# Showing 3/4 Jaw Chuck some Love



## Kroll (Mar 2, 2014)

Guys since these chucks is for a SB I just put it in this section.The count down is on for my completion date on the SB so I started to clean up some of the accessories for the lathe,like the drill chucks,collet set,chuck for dies,face plate for dogs(I think thats what its called) and original to the lathe a 3/4 jaw chucks which I have taken apart to clean.Guys there were shaving where I don't see how they got there,but they were along with rust and dust.The 4 jaw not much to it but the 3jaw there are some parts I think that needs some lube on them.So what do ya'll do and use on chucks to help keep them working sooooo smooth?Any thing new out there to help keep them from getting that layer of rust on?I do the wax,but its kinda short lived----Tks kroll
I have a pic of the jaws but can't upload???


----------



## thenrie (Mar 2, 2014)

Subscribing.
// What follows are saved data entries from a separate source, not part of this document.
PR #7056, opened 2020-10-15
feat(DatePicker): set up localization for datepicker

crhuff:
## Changelog

**New**

- Sets default dateFormat and placeholder based off locale
- Modified `zh-tw` to `zh_tw` and `zh-cn` to `zh` when passed to flatpickr
- Allow null override of automatic placeholder
- Pass locale from DatePicker to DatePickerInput to prevent double prop entry

#### Testing / Reviewing

Pass a locale ('en', 'no', 'zh', 'zh-tw') to DatePicker and no format and check if the format is updated.
Pass a locale to DatePicker and a null placeholder and check if the placeholder is empty.


packages/react/src/components/DatePicker/DatePicker.js
```diff
@@ -29,6 +29,38 @@ l10n.en.weekdays.shorthand.forEach((day, index) => {
...
+    case 'pt':
+      return 'd/m/Y';
+    case 'zh':
+    case 'zh_tw':
+    case 'ja':
+      return 'Y/m/d';
+    default:
+      return 'm/d/Y';
+  }
+};
```
asudoh: Weighing in; Carbon core doesn't provide locale data due to the maintenance concern (and thus let application deal with it instead as the current `master` does). e.g. Running below code produces some different results from here, e.g. for `en-CA`:

```javascript
console.log('af:', new Intl.DateTimeFormat('af').format(new Date()));
console.log('af-NA:', new Intl.DateTimeFormat('af-NA').format(new Date()));
console.log('af-ZA:', new Intl.DateTimeFormat('af-ZA').format(new Date()));
console.log('agq:', new Intl.DateTimeFormat('agq').format(new Date()));
console.log('agq-CM:', new Intl.DateTimeFormat('agq-CM').format(new Date()));
...
```

packages/react/src/components/DatePicker/DatePicker.js
```diff
@@ -210,6 +242,8 @@ export default class DatePicker extends Component {
       'uk', // Ukrainian
       'vn', // Vietnamese
       'zh', // Mandarin
+      'zh-cn', // Mandarin alternate
```
asudoh, line 262: The list here should be in sync with https://github.com/flatpickr/flatpickr/tree/v4.6.1/src/l10n, but `zh-cn` doesn't seem to be there.

crhuff: Hmm, yeah this is a product of i18n spitting out zh-cn. I end up re-casting it to `zh` and `zh-tw` to `zh_tw`. We can do that locally, however I felt like enough people might just be passing through that it would be worth it.

packages/react/src/components/DatePicker/DatePicker.js
crhuff: I can certainly switch it over to that instead of using the hardcoded values.

asudoh: Cool, also note that `m/d/Y` thing is just a default value. Application should take care of putting the right prop value for the locale user is using.

emyarod (commented):
thanks for opening this PR! from what I can tell this seems like an enhancement which would add some unwanted maintenance concerns as @asudoh mentions. given that the default prop values can be overridden by the application already, I believe it makes sense for us to continue with the current method of providing locale data rather than setting the default value dynamically

crhuff:
> thanks for opening this PR! from what I can tell this seems like an enhancement which would add some unwanted maintenance concerns as @asudoh mentions. given that the default prop values can be overridden by the application already, I believe it makes sense for us to continue with the current method of providing locale data rather than setting the default value dynamically

Regarding removing the `m/d/Y` default prop, that reason I did that was if a locale is passed but no dateFormat, there's no way to tell if the user specifically wanted `m/d/Y` or just did not pass a value. In this situation, I still set dateFormat to `m/d/Y` if no locale and no dateFormat was defined, but only after finding out whether dateFormat was explicitly set. I'm open to suggestions on updating that though

crhuff:
I've added some updates now to make the date format more regional/less hardcoded @asudoh. Let me know if it's in line with what you're thinking/maintenance free enough for carbon

packages/react/src/components/DatePickerInput/DatePickerInput.js
```diff
@@ -13,6 +13,42 @@ import { Calendar16 } from '@carbon/icons-react';
...
+  if (placeholder !== undefined) return placeholder;
+  if (!locale) return null;
+  let formatObj;
+  try {
+    formatObj = new Intl.DateTimeFormat(upperSubLocale(locale)).formatToParts(
+      new Date()
+    );
+  } catch (err) {
+    console.log(err);
+    formatObj = new Intl.DateTimeFormat('en').formatToParts(new Date());
```
asudoh: This API is not supported by IE11. As @emyarod said, my suggestion was that dealing with date format in application code instead of doing it in our date picker code.

crhuff: I've got it now to fall back to whats currently in carbon, so hopefully this can only be an improvement when possible. If you see any issue with falling back to default props then please let me know

emyarod: the try-catch block would cause IE11 to fall back to the original/current component behavior, and for the browsers that do support the `formatToParts` method, the formatting would be displayed differently. not sure if we want to proceed if this would create inconsistent behavior across browsers

joshblack:
bump @emyarod @aledavila when you get a sec to look 👀

emyarod:
?? we are having an open discussion here https://github.com/carbon-design-system/carbon/pull/7056#pullrequestreview-512239774

packages/react/src/components/DatePickerInput/DatePickerInput.js
crhuff: While I lean towards ignoring IE11 since it's EOL ~ Aug '21, the other option would be to create a date with Jan 31, 1970 or something, then parse the location of each since `Intl.DateTimeFormat(locale).format(new Date())` is supported on all browsers

Example: 
image

emyarod: since this would be setting the default formatting based on locale, I think unit tests against all of the [available locales](https://github.com/unicode-cldr/cldr-core/blob/master/availableLocales.json) should be expected. but aside from that, Carbon has a commitment to supporting IE11 so I don't think we should ignore it until support for IE11 is officially dropped from the library

emyarod:
based on our conversation in Slack, we've decided to keep this enhancement at the PAL level. Until further research has been conducted on `Intl.DateTimeFormat` against the available locales https://github.com/unicode-cldr/cldr-core/blob/master/availableLocales.json in order to determine the default values we can assign for each locale, a table of defaults to locales can be maintained at the application level.

for Carbon to adopt this, we likely would be maintaining our version of the locale list/auto generating the format from locale, which would mean another `locale` property to maintain. This enhancement would probably become more viable at the Carbon level once we're able to drop IE support, which would allow us to more easily test and use `Intl.DateTimeFormat`, but until then I think we can close this for the time being

PR #7060, opened 2020-10-16
chore(project): update yarn to berry 

joshblack:
We were sitting on Yarn v1.22 which was the last stable version of the 1.x branch for a while before Yarn v2 (berry) stabilized.

Now, after adding in support for node_modules in addition to PnP we can hopefully move over to v2 with minimal changes.

This PR adds in support for Yarn berry and their new zero-installs mode, along with updates to our project where needed to make it work.

#### Changelog

**New**

- Yarn cache folder for zero-installs

**Changed**

- Update yarn version to berry
- Update `carbon-components-react` to use dynamic bin location through `npm-which` instead of relying on static path
- Yarn automatically updates bundler now since the name of the bin matches the package name
- Update CI workflows to new install syntax

**Removed**

- Remove yarn v1.22.5 release file and offline-mirror


joshblack:
Note, unfortunately the flags we pass into Yarn (`--offline --frozen-lockfile`) cause it to fail with the new version. I'll try and see if a netlify config file will help with it in the interim

emyarod:
would the netlify config changes need to be merged separately first?

joshblack:
Gonna close this, for now, I think with the latest changes it would work but I think we should wait for things to be more stable before bringing it in

PR #7061, opened 2020-10-16
ci(workflows): add manual dispatch for react release and fix cf version

joshblack:
Add manual dispatch for React storybook release, and fix issue with CF version (we used to pin and now we no longer need to)

#### Changelog

**New**

**Changed**

- Add manual dispatch for React storybook release, and fix issue with CF version

**Removed**


emyarod (approved):

andreancardona (approved):
@joshblack looks good! 🍿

I watched a video on youtube where a guy showed how to disassemble, clean, and lube a chuck. I found it humorous that he was complaining about the previous owner using axle grease to lubricate the chuck, saying it catches and holds swarf, causing excess wear inside the chuck, and then he ended up lubricating the chuck with...wait for it...axle grease (just a different kind), before reassembly. So I'm curious to see what others recommend.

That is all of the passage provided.